**Exercise**. Would you please return the line containing "Adding Openshift 3.10 CI" and all the lines after it through the end of the records below, unchanged and on their own?

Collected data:
PR #226, opened 2018-05-14
Adding Openshift 3.10 CI

gbenhaim:
And removing unneeded Openshift 3.7 file

### DIFF
--- a/inventory
+++ b/inventory
@@ -24,6 +24,9 @@ openshift_master_admission_plugin_config={"ValidatingAdmissionWebhook":{"configu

**Reply**.
Adding Openshift 3.10 CI

gbenhaim:
And removing unneeded Openshift 3.7 file

### DIFF
--- a/inventory
+++ b/inventory
@@ -24,6 +24,9 @@ openshift_master_admission_plugin_config={"ValidatingAdmissionWebhook":{"configu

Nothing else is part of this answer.